Born November 18, 1939: Margaret Atwood
When Atwood accepted a Lifetime Achievement Award at the Canadian Booksellers Association a few years ago she revealed she was a pioneering self-published author:
My own bookselling activities began in 1961, when, together with a friend, I hand–set my first poetry collection and printed it on a flatbed press. It had seven poems, and we didn’t have enough a’s, so we had to disassemble each poem before we could set the next one. The cover was printed from a lino–block, and the pages were rubber–cemented in—a mistake, as the rubber cement dried out shortly thereafter and the pages fell out. We made 200 copies of this book—wish I’d kept more of them, considering the increase in value—and went around to bookstores in Toronto, which were all indies then, except for Coles, which didn’t sell many Canadian books anyway.
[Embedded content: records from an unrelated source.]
PR #1819, opened 2026-03-26
Add specialized operations when tensoring with an identity morphism

TKuh:
This PR introduces the operations

- `TensorProductOfMorphismAndIdentity`
- `TensorProductOfMorphismAndIdentityWithGivenTensorProducts`
- `TensorProductOfIdentityAndMorphism`
- `TensorProductOfIdentityAndMorphismWithGivenTensorProducts`

and their counterparts in `CartesianCategoriesForCAP`. This is necessary for optimized operations in the upcoming `PermutationCategory`.


mohamed-barakat:
Please rebase :)

mohamed-barakat (changes requested):
Please bump version and dependencies in `LinearAlgebraForCAP`.

MonoidalCategories/gap/MonoidalCategories.gd
```diff
@@ -34,6 +34,42 @@ DeclareOperation( "TensorProductOnMorphisms",
 DeclareOperation( "TensorProductOnMorphismsWithGivenTensorProducts",
                   [ IsCapCategoryObject, IsCapCategoryMorphism, IsCapCategoryMorphism, IsCapCategoryObject ] );
 
+#! @Description
+#! The arguments are two morphisms $\alpha: a \rightarrow a', \mathrm{id}_b: b \rightarrow b$.
+#! The output is the tensor product $\alpha \otimes \mathrm{id}_b$.
+#! @Returns a morphism in $\mathrm{Hom}(a \otimes b, a' \otimes b)$
+#! @Arguments alpha, id_b
+DeclareOperation( "TensorProductOfMorphismAndIdentity",
+                  [ IsCapCategoryMorphism, IsCapCategoryMorphism ] );
```
mohamed-barakat: Why do we need the identity here, an object would be enough?

MonoidalCategories/gap/MonoidalCategories.gd
```diff
@@ -34,6 +34,42 @@ DeclareOperation( "TensorProductOnMorphisms",
...
+DeclareOperation( "TensorProductOfMorphismAndIdentityWithGivenTensorProducts",
+                  [ IsCapCategoryObject, IsCapCategoryMorphism, IsCapCategoryMorphism, IsCapCategoryObject ] );
+
+#! @Description
+#! The arguments are two morphisms $\mathrm{id}_a: a \rightarrow a, \beta: b \rightarrow b'$.
+#! The output is the tensor product $\mathrm{id}_a \otimes \beta$.
+#! @Returns a morphism in $\mathrm{Hom}(a \otimes b, a \otimes b')$
+#! @Arguments id_a, beta
+DeclareOperation( "TensorProductOfIdentityAndMorphism",
+                  [ IsCapCategoryMorphism, IsCapCategoryMorphism ] );
```
mohamed-barakat: Dito

MonoidalCategories/gap/MonoidalCategories.gd
TKuh: Bifunctors like $\otimes$ are maps of the form

(object, object) $\mapsto$ object
(morphism, morphism) $\mapsto$ morphism

A mixing like (morphism, object) does not type-check. But I am aware that people like to abbreviate identities with their objects, so a compromise would be to introduce convenience functions like

```gap
DeclareOperation( "TensorProductOfMorphismAndIdentity",
                  [ IsCapCategoryMorphism, IsCapCategory**Object** ] );
```

which delegate to the proper CAP operations.

However, I personally don't need this and without a use-case I would prefer to not add these conveniences. I also always thought of these abbreviations as imprecise.

TKuh: We agreed on renaming them to `TensorProductOfMorphismAndObject` and `TensorProductOfObjectAndMorphism`, since in particular the data structure of an identity morphism will likely not be relevant.

mohamed-barakat (approved):

PR #1825, opened 2026-04-16
Apply PackageJanitor

kamalsaleh:


mohamed-barakat (approved):

mohamed-barakat:
Excellent, thanks @kamalsaleh.

mohamed-barakat:
The next step would be to parallelize the tests, right?

PR #503, opened 2019-07-08
Issue 334 add new flyway placeholder default.admin.id to migration

SilinPavel:
Tris PR adds new flyway placeholder to db migration scripts, and adds opportunity to change default admin id.
In order to do that user should add `flyway.placeholders.default.admin.id` prop to property file while deploy server from scratch.


mzueva (changes requested):
@SilinPavel 
Could you please fix two things:
1. Move migration to the current date
2. Replace `default.admin.id` with new property in `AuthManager` class

SilinPavel:
@mzueva Done

mzueva (approved):

Issue #502, opened 2019-07-08
DTS recursive symlinks


sidoruka:
There were a number of cases when DTS was trying to upload data from the on-prem storage, where "recursive" symlinks were present.
This caused DTS to follow symlinks infinitely.

DTS shall try to detect such issues and skip the upload for files/folders, that cause infinite loop over symlinks.

mzueva:
@ekazachkova 

1. Add an option to `pipe storage cp/mv` operations to handle symlinks (for local source) :

- `follow` - default
- `skip` - do not follow symlinks 
- `filter` - follow symlinks but check for cyclic links (keep track of visited symlinks)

Some of the booksellers were kind enough to let us put these little books of mine on the magazine rack, where they sold for 50¢—we wrote the price on with a pencil. So that was my first bookselling adventure
In July 2012 Atwood was one of the writers who came to Comic-Con and spoke at a memorial for Ray Bradbury. She had never met Ray and was supposed to visit him on her trip to California, but that was not to be. She talked about how she read, as a young girl, Ray’s books as they first came out. That she used some of his themes in her books. In The Handmaid’s Tale she used that women were not allowed to read because of Fahrenheit 451.